Collected data entries —
"""

PR #2020, opened 2020-11-14
:new: [CI] Test with C++14 in Windows 2019

jgopel:
Problem:
- Both Windows builds test C++14

Solution:
- Use C++11 for `windows-2016` builds and C++14 for `windows-2019`
  builds.


vitaut:
Thank you!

"""

What is needed — Word for word, repeat the records above.

Response for this exercise —
PR #2020, opened 2020-11-14
:new: [CI] Test with C++14 in Windows 2019

jgopel:
Problem:
- Both Windows builds test C++14

Solution:
- Use C++11 for `windows-2016` builds and C++14 for `windows-2019`
  builds.


vitaut:
Thank you!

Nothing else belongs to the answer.